I have this Fibonacci script
#!/bin/bash
if (test $# -ne 1) then
echo "Use: $0 number"
exit 1 fi
for c in ‘seq 1 $1‘
do
if (($c == 1))
then
n0=1;
echo "fibonacci(1)=$n0";
elif (($c == 2));
then
n1=1;
echo "fibonacci(2)=$n1";
else
n=$(($n0+$n1));
echo "fibonacci($c)=$n";
n0=$n1;
n1=$n;
fi done
type here
I have to made a substitution of the expression evaluation $(($n0+$n1))with the shell command expr $n0 + $n1.
I Rembember that to assign the output of a command to a varible i have to made command > output.txt but I don’t know how to apply it on this exercise.
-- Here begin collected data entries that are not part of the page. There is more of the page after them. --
PR #2209, opened 2023-09-01
Listings fix

### LINKED ISSUE #2007: Implementing pipe (call command) in indices
What would it take to implement the `|` notation for indices?  It appears that `\index{term|mycommand{arg}}` should create the entry "term, \mycommand{arg}{page}" in TeX.  On the other hand, we only handle a few font changing commands (see [& process_index_phrases in LaTeX.pool.ltxml](https://github.com/brucemiller/LaTeXML/blob/0f8c2e389fe528bc7d20f838daef1110a7d7bf2f/lib/LaTeXML/Package/LaTeX.pool.ltxml#L4343)), and put the result in the styling for the indexmark.  For example:
```tex
\documentclass{article}
\usepackage{makeidx}
\makeatletter
\let\mycommand=\@firstoftwo
\makeatother
\makeindex
\begin{document}
\section{Introduction}
one\index{isbold|textbf} two\index{isemph|emph} three\index{iscustom|mycommand{15}} four\index{isplain}
\printindex
\end{document}
```
has the index:
Screen Shot 2022-12-08 at 9 48 13 AM
but we create the xml:
```xml
      <p>one<indexmark style="bold">
          <indexphrase key="isbold">isbold</indexphrase>
        </indexmark> two<indexmark style="italic">
          <indexphrase key="isemph">isemph</indexphrase>
        </indexmark> three<indexmark style="mycommand–15˝">
          <indexphrase key="iscustom">iscustom</indexphrase>
        </indexmark> four<indexmark>
          <indexphrase key="isplain">isplain</indexphrase>
        </indexmark></p>
```
and the output:
Screen Shot 2022-12-08 at 9 49 08 AM

Why am I doing this?  I'm wanting to index the line of code where keywords occur.  I've figured out how to create a custom environment that mimics an lstlisting and spots the keywords so that I end up tacking `\index{keyword|mycommand{lineno}}` onto the end of the environment.  I think it would be possible to hijack the xslt so that `style="mycommand–1234˝"` became `<a href="#lstnumberx1234">1234</a>`, but that seems to be a roundabout way to accomplish things (and I'm not good at xslt under the best of circumstances, and the index is not the best of circumstances).

### LINKED ISSUE #2178: broken handling of underscore in file names read by `\lstinputlisting`

### LINKED ISSUE #2179: \lstinputlisting ignores name for caption

brucemiller:
This PR cherry-picks the best bits of @dginev and @xworld21 patches.  Apologies for all the round-about, but thanks for the patience & ideas.

This PR also adds full numbering tags to the lines in a listing, and gives them a type-name ("line"), so that they can be reasonably referenced (also by index), so hopefully provides the  tools to answer #2007.

Closes #2179, closes #2189, closes #2196, closes #2200.

Fixes #2178
Fixes #2007

### DIFF
--- a/lib/LaTeXML/Package/listings.sty.ltxml
+++ b/lib/LaTeXML/Package/listings.sty.ltxml
@@ -118,25 +118,13 @@ DefMacroI(T_CS('\begin{lstlisting}'), 'OptionalKeyVals:LST', sub {
     lstActivate($keyvals);
     return lstProcessDisplay(lstGetTokens('name'), $text); });
 
-DefParameterType('LstNameVerbatim', sub {
-    my ($gullet) = @_;
-    # Closer to listings approch, but do NOT make - => \textendash! (ends up in file name)
-    AssignCatcode('$', CC_ACTIVE);
-    AssignCatcode('_', CC_ACTIVE);
-    DefMacroI(T_ACTIVE('$'), undef, T_CS('\textdollar'),     scope => 'local');
-    DefMacroI(T_ACTIVE('_'), undef, T_CS('\textunderscore'), scope => 'local');
-    return Tokens(Expand($gullet->readArg)); },
-  semiverbatim => 1,
-  reversion    => sub { (T_BEGIN, Revert($_[0]), T_END); });
-
-DefMacro('\lstinputlisting OptionalKeyVals:LST LstNameVerbatim', sub {
+DefMacro('\lstinputlisting OptionalKeyVals:LST Semiverbatim', sub {
     my ($gullet, $keyvals, $file) = @_;
     my $text = listingsReadRawFile($gullet, $file);
     $STATE->getStomach->bgroup;
     lstActivate($keyvals);
     my $name = lstGetTokens('name');
     $name = $file if IsEmpty($name);
-    AssignValue('LST@toctitle', $name);    # so it shows up in list of..
     return lstProcessDisplay($name, $text); });
 
 NewCounter('lstlisting', 'document', idprefix => 'LST');
@@ -176,9 +164,15 @@ sub lstProcessBlock {
     [@{ LookupValue('LISTINGS_POSTAMBLE') },
       T_END]); }
 
+our %lstFilenameRPL = (
+  '_' => T_CS('\textunderscore'), '$' => T_CS('\textdollar'), '-' => T_CS('\textendash'));
+
 sub lstProcessDisplay {
   my ($name, $text)    = @_;
   my ($body, $trailer) = lstProcessBlock($name, $text);
+  # reencode certain chars, so typewriter-like, but not typewriter font.
+  $name = Tokens(map { $lstFilenameRPL{ ToString($_) } || $_; } $name->unlist) if $name;
+  AssignValue('LST@toctitle', $name);    # so it shows up in list of..
   my @body = @$body;
   # Figure out whether the display is numbered, or has a caption or titles.
   my @caption = ();
@@ -321,7 +315,7 @@ sub listingsReadRawLines {
 
 sub listingsReadRawFile {
   my ($gullet, $file) = @_;
-  my $filename = ToString(Digest($file));
+  my $filename = ToString(Expand($file));
   my $path     = FindFile($filename);
   my $text;
   my $LST_FH;
@@ -874,7 +868,7 @@ DefKeyVal('LST', 'numberstyle',      '');
 DefKeyVal('LST', 'numbersep',        'Dimension');
 DefKeyVal('LST', 'numberblanklines', '', 'true');
 DefKeyVal('LST', 'firstnumber',      '');
-DefKeyVal('LST', 'name',             'LstNameVerbatim');
+DefKeyVal('LST', 'name',             'Semiverbatim');
 NewCounter('lstnumber');
 DefMacro('\thelstnumber', '\arabic{lstnumber}');
 
--- a/lib/LaTeXML/Package/listings.sty.ltxml
+++ b/lib/LaTeXML/Package/listings.sty.ltxml
@@ -165,13 +165,15 @@ sub lstProcessBlock {
       T_END]); }
 
 our %lstFilenameRPL = (
-  '_' => T_CS('\textunderscore'), '$' => T_CS('\textdollar'), '-' => T_CS('\textendash'));
+  '_' => T_CS('\textunderscore'), '$' => T_CS('\textdollar'),
+  ## '-' => T_CS('\textendash')  # Probably unwise, since it ends up in dataname
+);
 
 sub lstProcessDisplay {
-  my ($name, $text)    = @_;
-  my ($body, $trailer) = lstProcessBlock($name, $text);
+  my ($name, $text) = @_;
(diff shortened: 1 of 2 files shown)


dginev (approved):
Code looks very familiar :> And should be a healthy upgrade, now that the endash cases is avoided (thanks). No objections from me.

If @xworld21 feels this is useful, good to merge by me.

lib/LaTeXML/Package/listings.sty.ltxml
```diff
@@ -118,16 +118,26 @@ DefMacroI(T_CS('\begin{lstlisting}'), 'OptionalKeyVals:LST', sub {
...
     return lstProcessDisplay(lstGetTokens('name'), $text); });
 
-DefMacro('\lstinputlisting OptionalKeyVals:LST Semiverbatim', sub {
+DefParameterType('LstNameVerbatim', sub {
+    my ($gullet) = @_;
+    # Closer to listings approch, but do NOT make - => \textendash! (ends up in file name)
+    AssignCatcode('$', CC_ACTIVE);
+    AssignCatcode('_', CC_ACTIVE);
+    DefMacroI(T_ACTIVE('$'), undef, T_CS('\textdollar'),     scope => 'local');
+    DefMacroI(T_ACTIVE('_'), undef, T_CS('\textunderscore'), scope => 'local');
```
xworld21, line 127: Does this work with
```latex
\lxWithClass{class}{\lstinputlisting{a_b}}
```
? I gather `\lxWithClass` will prevent `LstNameVerbatim` from affecting the catcode and so you get the wrong name again. In this respect, `\lstinputlisting` is a robust command.

brucemiller: Yeah, right, but then *all* the proposed solutions suffer this, don't they?  `\lstinputlisting` being robust (which it apparently isn't) doesn't really affect this either, since it's the argument which already will have been read, rather than delaying the expansion of `\lstinputlisting`.

Digging in the `listings` code, I see that we've been barking up the wrong tree; Listings isn't changing catcodes (at least not for `$_-`) before reading the filename, but rather it's substituting for them before using it in the caption!  Perversely, it's much like using `\texttt` (or a non-typewriter `\texttt`)!

xworld21: > _all_ the proposed solutions suffer this, don't they?

Actually my PR does exactly what `\lstinputlisting` does, and should survive `\lxWithClass` (I admit I haven't checked). Well, I left out the `&ndash;` because it would end up in `@download`, and a minor visual discrepancy felt ok compared to saving the original name in a different variable (which would be `\lst@intname` if we follow the original code).

(My PR also does *some* catcode handling related to `=` due to babel activating `=`, which I find totally mysterious. Also a `\makeatletter` before reading the keyvals, because... uhm, so that the key names can contain `@` as letter? The listings package does some weird stuff.)

brucemiller: Indeed, the substitution was the effect; but burying it in `lstActivate` confused me.

xworld21: > burying it in `lstActivate` confused me.

I suspect I wanted to avoid the thing I mention below: listings reads the file whose name is the string of characters received from the mouth, *then* edits and saves the filename. So doing this directly in KeyVals is too early, especially if you decide you actually want the en dashes after all.

xworld21: > whose name is the string of characters received from the mouth

What did I just say... it's the _expansion_ of the string received from the mouth. The point being that listings has two distinct logical names: the physical filename, and the TOC filename, and using a KeyVals type forces them to coincide.

brucemiller:
Thanks; updated to only change the special characters for the displayed version of the filename.

I haven't done anything special for keyval's "=" (yet?); wonder if that should actually be built into keyvals in the first place (or if it's ignorable).

lib/LaTeXML/Package/listings.sty.ltxml
```diff
@@ -166,9 +164,15 @@ sub lstProcessBlock {
...
+our %lstFilenameRPL = (
+  '_' => T_CS('\textunderscore'), '$' => T_CS('\textdollar'), '-' => T_CS('\textendash'));
+
 sub lstProcessDisplay {
-  my ($name, $text) = @_;
+  my ($name, $text)    = @_;
   my ($body, $trailer) = lstProcessBlock($name, $text);
+  # reencode certain chars, so typewriter-like, but not typewriter font.
+  $name = Tokens(map { $lstFilenameRPL{ ToString($_) } || $_; } $name->unlist) if $name;
+  AssignValue('LST@toctitle', $name);    # so it shows up in list of..
```
xworld21, line 175: Let's see if I can break this one: does
```latex
\lstset{caption=\lstname}
```
behave as intended? It seems to be like `\lstname` is still incorrect. (Example from https://texdoc.org/serve/listings/0.)

lib/LaTeXML/Package/listings.sty.ltxml
```diff
@@ -864,7 +868,7 @@ DefKeyVal('LST', 'numberstyle',      '');
 DefKeyVal('LST', 'numbersep',        'Dimension');
 DefKeyVal('LST', 'numberblanklines', '', 'true');
 DefKeyVal('LST', 'firstnumber',      '');
-DefKeyVal('LST', 'name',             '');
+DefKeyVal('LST', 'name',             'Semiverbatim');
```
xworld21, line 871: This should be reverted I think.

lib/LaTeXML/Package/listings.sty.ltxml
xworld21: And it should be done before `lstProcessBlock` to fix `@dataname` as well.

brucemiller: What did you try, and what did you expect? It seems to work for me.

lib/LaTeXML/Package/listings.sty.ltxml
brucemiller: should be harmless, though, and is maybe a good hint :>

lib/LaTeXML/Package/listings.sty.ltxml
xworld21: > What did you try for `\lstname` and what did you expect? It seems to work for me.

Oh, `\lstname` is set some time in `lstProcessDisplay`, not in `lstActivate`... so it does work. I assume nobody else sets `\lstname` and/or uses `\LST@name`?

brucemiller:
OK, let's call this close enough for the moment. Thanks for all the help!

Thank you so much for your help.
I think it's important to state up front: expr is not needed for arithmetic in virtually any shell. Continue using n=$(( $n0 + $n1 )) in practice.
That said, arithmetic was previously not supported by shells directly, and instead you used the expr command. It accepted an expression as a series of arguments, and wrote the result to standard output. You capture standard output using the $( ... ) construct (similar to arithmetic expressions, but with one pair of parentheses instead of two).
# n=$(($n0 + $n1))
n=$( expr "$n0" + "$n1" )
Note that the number of arguments is important; expr 3 + 5 outputs 8, but expr "3 + 5" outputs 3 + 5.